It's often said that we must keep on learning to keep on living. What you don't hear is that some of the lessons are a long way from what you want to know, while others are unexpected revelations or happy confirmations.
I've just come back from a trip to old stamping grounds with my children and grandchildren. In that first category is that I surely can't do what I used to. Keeping up with the younger generation in the family is hard enough; with the second generation down, there's no way!
Two great big graduation parties, one in lovely weather, the other in an unremitting downpour, both of necessity partly outdoors, were joyous affairs. I had to learn to drive to unfamiliar places without anyone in the shotgun seat or at the wheel for the first time in 22 years. A gracious GPS loan from a friend was twice a life- and time- saver, but I learned I'm probably getting too old for that.
Then there are the other little lessons--or maybe they aren't so little. Even when you know there will be changes in places you haven't seen for years, you're seldom ready for what those turn out to be. No matter how good you think your kids are at taking care of you, if you're lucky, you underestimate them. Don't expect not to be emotionally shaken by backward glances.
If you're thinking of subjects to write about as you decompress, you realize that ten days will provide material for essays, either serious or humorous, along with digital photos and programs -- a final bonus for the time spent in unfamiliar beds, trying to choose fast foods from backlit menus above the service counters, and hours on the highway.

Saturday, August 2, 2008

Perks

Did you ever notice those unwritten rules in most households than confer special privileges on certain poeple? As I picked a chicken carcass to strip it in order to make the final casserole from it, I nibbled on those little bits that really are too small to be of much use in a dish. If you have a whole bird, the carver rarely bothers to extract the delicious little "oysters" from behind the second joint. I didn't even look over my shoulder to see if anyone might catch me at it. It's my perk as the cook.

Whoever goes out to the mailbox (we spent 45 years on a rural route with distances up to 1/4 mile to the box) gets to see who is receiving what and from whom. Often no one is much interested--unless someone is waiting for something desirable, of course--like maybe a personal letter or a reply on the last submission. Of course, most of the time, I hated those as much as bills. Too few were offers to publish. That same energetic person got to decide what was junk too. I still get a charge out of tossing the glossy newsprint flyers offering discounts on pages of stuff I know I'll never buy, or even covet.

Depending on one's place in the family, it may take an act of will to view some of these jobs as privileged.
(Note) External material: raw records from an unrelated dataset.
Issue #451, opened 2020-11-10
Need for universal log message verbosity


AhtiAhde:
There are big differences between log message verbosity of different models.

This problem is probably caused due to the fact that annif doesn't filter the messages in any way, but merely directly passes everything the original process produces (at least this seems to be the case for Omikuji).

In production environment this can cause at least two distinct problems:
-Upon container start, the Maui model is mostly silent, but Omikuji floods all kinds of messages; while this is not dangerous it can look daunting for someone new to the project and sometimes it is easy to forget while debugging other bugs, which can cause doubts targeting to wrong candidates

My husband, bless him, doesn't mind carving--anything. He's good with turkey, rib roasts (or he used to be when we could afford to buy them); legs of lamb (see previous parenthesis); even duck. My suspicion is that he really likes getting to choose and sharpen the particular knife (almost never the one I put out) and demonstrate his facility with it. The larger the audience, the better, but he's just as good and careful when it's only the two of us and a flank steak.

When we had a couple of saddle horses, my husband always carried the last buckets of water to the stalls at night. I know (on photographic evidence as well as his bragging) that he viewed that as his special chore because our mare used to spend ten minutes with her head over the half door and her muzzle resting on his shoulder while they whispered sweet nothings to each other every night at bed time.

It's fun to look for the perks, especially because if you don't, you may miss them. Sure, maybe it's a form of "silver lining," but we can all use a bit of that now and then.